▶ [REQUIRED WORK]: Find every line in the entries that holds the string "rest" and report it.
SOURCE DATA Start Marker
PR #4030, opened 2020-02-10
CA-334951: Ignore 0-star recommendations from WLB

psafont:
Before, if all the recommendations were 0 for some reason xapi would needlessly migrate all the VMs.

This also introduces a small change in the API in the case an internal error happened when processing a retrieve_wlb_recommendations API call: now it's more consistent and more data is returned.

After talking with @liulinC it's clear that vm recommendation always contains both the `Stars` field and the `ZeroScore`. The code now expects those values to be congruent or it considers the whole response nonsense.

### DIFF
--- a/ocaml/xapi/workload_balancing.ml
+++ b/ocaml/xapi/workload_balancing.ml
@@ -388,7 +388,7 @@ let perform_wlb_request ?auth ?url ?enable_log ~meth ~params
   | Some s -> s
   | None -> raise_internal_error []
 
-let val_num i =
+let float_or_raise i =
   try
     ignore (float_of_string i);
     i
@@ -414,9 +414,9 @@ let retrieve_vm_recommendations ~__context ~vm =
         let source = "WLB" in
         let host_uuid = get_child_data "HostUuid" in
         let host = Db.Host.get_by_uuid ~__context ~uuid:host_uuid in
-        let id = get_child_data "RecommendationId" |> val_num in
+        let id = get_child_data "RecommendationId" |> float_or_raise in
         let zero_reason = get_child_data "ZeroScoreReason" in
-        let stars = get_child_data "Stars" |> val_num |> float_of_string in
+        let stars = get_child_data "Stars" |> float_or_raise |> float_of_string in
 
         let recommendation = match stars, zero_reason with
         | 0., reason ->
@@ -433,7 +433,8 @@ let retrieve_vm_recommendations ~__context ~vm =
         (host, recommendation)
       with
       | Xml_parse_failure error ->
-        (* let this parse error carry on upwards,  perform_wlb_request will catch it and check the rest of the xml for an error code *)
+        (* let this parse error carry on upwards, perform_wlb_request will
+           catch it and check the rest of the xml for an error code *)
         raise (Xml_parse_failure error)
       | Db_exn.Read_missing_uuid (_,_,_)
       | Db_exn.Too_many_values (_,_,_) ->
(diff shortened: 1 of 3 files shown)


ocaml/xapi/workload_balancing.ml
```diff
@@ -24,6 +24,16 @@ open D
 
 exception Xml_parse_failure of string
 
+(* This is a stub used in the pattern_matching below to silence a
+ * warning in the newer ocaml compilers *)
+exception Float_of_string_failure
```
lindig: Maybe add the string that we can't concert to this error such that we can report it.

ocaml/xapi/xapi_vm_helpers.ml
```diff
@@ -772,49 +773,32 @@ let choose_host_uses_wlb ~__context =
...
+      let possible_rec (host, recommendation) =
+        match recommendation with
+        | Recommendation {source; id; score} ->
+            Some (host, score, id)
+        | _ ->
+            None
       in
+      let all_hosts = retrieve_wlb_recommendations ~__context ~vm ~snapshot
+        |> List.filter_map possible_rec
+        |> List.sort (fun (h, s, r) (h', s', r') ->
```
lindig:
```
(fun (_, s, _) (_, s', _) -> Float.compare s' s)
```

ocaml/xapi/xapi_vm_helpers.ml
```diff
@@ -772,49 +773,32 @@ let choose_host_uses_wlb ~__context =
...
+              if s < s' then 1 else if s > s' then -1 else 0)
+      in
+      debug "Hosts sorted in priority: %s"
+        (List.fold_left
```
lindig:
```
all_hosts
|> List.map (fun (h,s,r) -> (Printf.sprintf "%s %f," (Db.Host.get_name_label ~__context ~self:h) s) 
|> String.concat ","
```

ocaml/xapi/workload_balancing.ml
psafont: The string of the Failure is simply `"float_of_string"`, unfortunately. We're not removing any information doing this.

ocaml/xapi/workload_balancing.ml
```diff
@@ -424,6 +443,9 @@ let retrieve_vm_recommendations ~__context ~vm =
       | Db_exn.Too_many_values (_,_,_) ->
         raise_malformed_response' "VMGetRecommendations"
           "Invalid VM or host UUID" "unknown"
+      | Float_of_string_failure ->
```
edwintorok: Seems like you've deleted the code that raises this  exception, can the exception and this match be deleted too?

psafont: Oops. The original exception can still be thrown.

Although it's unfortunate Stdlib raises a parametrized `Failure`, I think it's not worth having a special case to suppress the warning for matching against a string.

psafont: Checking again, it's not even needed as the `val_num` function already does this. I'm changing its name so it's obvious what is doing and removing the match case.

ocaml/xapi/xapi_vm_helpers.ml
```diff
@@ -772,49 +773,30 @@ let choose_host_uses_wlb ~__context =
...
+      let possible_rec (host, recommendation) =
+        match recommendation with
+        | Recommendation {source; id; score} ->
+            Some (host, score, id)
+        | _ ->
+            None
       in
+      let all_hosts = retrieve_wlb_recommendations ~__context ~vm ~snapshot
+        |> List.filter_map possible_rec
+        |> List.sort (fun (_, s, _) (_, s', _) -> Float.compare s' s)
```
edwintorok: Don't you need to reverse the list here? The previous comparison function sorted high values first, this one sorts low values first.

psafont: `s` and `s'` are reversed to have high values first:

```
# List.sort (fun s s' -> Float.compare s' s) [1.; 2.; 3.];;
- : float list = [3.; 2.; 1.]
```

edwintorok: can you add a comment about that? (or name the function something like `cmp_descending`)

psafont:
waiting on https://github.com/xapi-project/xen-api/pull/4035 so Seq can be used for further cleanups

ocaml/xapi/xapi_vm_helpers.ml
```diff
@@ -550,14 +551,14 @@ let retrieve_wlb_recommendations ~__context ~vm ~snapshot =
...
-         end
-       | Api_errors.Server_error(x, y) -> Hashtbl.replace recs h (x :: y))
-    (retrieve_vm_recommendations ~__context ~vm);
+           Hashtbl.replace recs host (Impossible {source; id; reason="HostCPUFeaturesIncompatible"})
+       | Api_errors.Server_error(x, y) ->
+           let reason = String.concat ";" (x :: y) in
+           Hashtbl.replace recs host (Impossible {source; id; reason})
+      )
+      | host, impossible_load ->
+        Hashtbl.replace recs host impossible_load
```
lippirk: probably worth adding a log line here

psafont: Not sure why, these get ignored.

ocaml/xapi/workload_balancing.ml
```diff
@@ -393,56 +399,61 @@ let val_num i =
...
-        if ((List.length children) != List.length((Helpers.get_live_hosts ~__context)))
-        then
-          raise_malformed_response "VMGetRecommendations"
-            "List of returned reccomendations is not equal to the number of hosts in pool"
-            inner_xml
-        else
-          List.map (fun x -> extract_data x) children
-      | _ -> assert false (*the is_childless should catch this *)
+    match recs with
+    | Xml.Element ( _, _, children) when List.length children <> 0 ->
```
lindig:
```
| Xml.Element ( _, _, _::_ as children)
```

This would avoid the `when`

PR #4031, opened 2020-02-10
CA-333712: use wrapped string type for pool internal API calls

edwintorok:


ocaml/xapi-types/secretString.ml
SOURCE DATA End Marker
▶ [SOLVED PROBLEM]:
-        (* let this parse error carry on upwards,  perform_wlb_request will catch it and check the rest of the xml for an error code *)
+           catch it and check the rest of the xml for an error code *)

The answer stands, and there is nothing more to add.